[DATASET ENTRIES Boundary: Start]

PR #612, opened 2017-10-05
Tools: Add Vagrantfile for a VM with bikeshed installed

emlun:
These changes provide a definition of a reproducible VM with `bikeshed` installed. No changes are made to the spec.

### DIFF
--- a/.gitignore
+++ b/.gitignore
@@ -1,2 +1,3 @@
-bikeshed/
+/bikeshed/
+.vagrant/
 index.html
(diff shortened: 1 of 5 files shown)


emlun:
I've now connected my W3C and GitHub accounts, sorry about that!

jcjones:
Vagrant rather than Docker? Old school. 👍

emlun:
I just happen to have recently fiddled with Vagrant for other projects, so yeah, this kind of fell out as a byproduct of that. :)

[DATASET ENTRIES Boundary: End]

Copy the entries word for word.

PR #612, opened 2017-10-05
Tools: Add Vagrantfile for a VM with bikeshed installed

emlun:
These changes provide a definition of a reproducible VM with `bikeshed` installed. No changes are made to the spec.

### DIFF
--- a/.gitignore
+++ b/.gitignore
@@ -1,2 +1,3 @@
-bikeshed/
+/bikeshed/
+.vagrant/
 index.html
(diff shortened: 1 of 5 files shown)


emlun:
I've now connected my W3C and GitHub accounts, sorry about that!

jcjones:
Vagrant rather than Docker? Old school. 👍

emlun:
I just happen to have recently fiddled with Vagrant for other projects, so yeah, this kind of fell out as a byproduct of that. :)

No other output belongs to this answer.